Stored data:
────────

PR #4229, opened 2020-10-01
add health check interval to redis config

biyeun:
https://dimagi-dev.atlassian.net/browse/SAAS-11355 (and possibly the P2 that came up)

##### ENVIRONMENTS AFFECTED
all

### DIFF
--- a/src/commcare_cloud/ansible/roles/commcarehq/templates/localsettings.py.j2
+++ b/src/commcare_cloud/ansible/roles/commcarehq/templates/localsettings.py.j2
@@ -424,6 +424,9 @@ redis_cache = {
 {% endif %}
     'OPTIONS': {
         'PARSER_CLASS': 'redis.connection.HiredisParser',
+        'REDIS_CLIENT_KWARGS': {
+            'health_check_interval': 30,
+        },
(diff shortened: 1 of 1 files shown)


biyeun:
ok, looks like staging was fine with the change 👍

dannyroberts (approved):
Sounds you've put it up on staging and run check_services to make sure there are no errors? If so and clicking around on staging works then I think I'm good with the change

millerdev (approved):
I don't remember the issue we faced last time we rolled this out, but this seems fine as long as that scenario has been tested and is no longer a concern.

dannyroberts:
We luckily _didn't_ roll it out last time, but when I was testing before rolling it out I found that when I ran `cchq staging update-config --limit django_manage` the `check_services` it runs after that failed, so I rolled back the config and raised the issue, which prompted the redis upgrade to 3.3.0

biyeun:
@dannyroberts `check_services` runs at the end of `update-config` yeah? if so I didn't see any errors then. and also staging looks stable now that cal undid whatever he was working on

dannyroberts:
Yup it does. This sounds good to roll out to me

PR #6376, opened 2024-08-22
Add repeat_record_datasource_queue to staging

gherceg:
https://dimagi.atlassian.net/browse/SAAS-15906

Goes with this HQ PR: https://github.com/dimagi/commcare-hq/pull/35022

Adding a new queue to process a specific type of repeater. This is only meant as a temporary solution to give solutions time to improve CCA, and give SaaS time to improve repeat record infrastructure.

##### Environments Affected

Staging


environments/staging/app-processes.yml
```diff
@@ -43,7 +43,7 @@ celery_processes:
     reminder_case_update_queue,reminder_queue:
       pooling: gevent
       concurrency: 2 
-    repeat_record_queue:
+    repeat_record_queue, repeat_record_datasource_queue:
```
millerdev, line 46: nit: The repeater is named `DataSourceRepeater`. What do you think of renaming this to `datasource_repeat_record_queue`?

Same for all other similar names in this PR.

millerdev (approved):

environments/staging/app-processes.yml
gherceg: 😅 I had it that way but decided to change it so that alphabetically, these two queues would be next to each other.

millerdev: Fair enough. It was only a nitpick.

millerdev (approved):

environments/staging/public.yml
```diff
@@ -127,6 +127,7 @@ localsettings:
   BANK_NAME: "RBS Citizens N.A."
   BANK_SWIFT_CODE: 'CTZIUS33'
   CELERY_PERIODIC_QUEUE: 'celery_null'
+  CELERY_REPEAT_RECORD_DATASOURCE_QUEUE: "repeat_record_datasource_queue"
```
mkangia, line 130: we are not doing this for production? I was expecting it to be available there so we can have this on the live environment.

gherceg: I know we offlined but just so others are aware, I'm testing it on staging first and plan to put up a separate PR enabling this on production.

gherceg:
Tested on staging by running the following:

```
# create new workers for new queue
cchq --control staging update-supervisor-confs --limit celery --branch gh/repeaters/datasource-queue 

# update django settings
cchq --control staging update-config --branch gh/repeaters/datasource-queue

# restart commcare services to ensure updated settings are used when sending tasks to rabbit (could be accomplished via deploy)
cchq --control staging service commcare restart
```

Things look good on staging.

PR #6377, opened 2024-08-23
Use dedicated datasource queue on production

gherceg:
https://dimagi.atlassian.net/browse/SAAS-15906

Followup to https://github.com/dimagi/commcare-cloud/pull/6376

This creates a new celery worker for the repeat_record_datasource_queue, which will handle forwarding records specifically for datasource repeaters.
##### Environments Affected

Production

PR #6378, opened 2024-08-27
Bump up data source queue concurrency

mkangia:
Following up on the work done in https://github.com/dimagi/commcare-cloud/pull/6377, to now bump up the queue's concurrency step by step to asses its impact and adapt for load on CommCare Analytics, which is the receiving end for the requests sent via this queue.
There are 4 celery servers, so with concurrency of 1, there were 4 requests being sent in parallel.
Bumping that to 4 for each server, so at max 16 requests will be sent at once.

────────

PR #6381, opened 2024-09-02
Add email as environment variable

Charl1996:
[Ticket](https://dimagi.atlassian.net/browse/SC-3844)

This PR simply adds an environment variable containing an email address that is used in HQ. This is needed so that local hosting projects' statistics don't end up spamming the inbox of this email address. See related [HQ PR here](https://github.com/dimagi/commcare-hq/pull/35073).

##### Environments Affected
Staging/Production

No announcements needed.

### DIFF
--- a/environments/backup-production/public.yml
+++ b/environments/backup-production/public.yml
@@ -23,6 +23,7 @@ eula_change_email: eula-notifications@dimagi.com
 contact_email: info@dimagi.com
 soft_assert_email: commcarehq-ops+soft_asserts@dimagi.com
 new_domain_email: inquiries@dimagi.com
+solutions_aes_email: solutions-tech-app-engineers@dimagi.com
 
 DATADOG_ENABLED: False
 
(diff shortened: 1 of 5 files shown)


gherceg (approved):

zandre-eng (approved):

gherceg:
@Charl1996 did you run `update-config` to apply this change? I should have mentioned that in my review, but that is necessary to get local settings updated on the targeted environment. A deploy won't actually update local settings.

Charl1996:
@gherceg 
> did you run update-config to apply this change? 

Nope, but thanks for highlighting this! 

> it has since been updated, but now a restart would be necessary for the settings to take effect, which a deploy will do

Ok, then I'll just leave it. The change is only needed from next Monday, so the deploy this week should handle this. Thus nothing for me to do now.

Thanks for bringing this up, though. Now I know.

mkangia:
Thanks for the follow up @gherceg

────────

**ABOUT THIS TASK:** Look above for every line with the word "just" and copy it.

**SOLVED PROBLEM:**
gherceg: I know we offlined but just so others are aware, I'm testing it on staging first and plan to put up a separate PR enabling this on production.
Ok, then I'll just leave it. The change is only needed from next Monday, so the deploy this week should handle this. Thus nothing for me to do now.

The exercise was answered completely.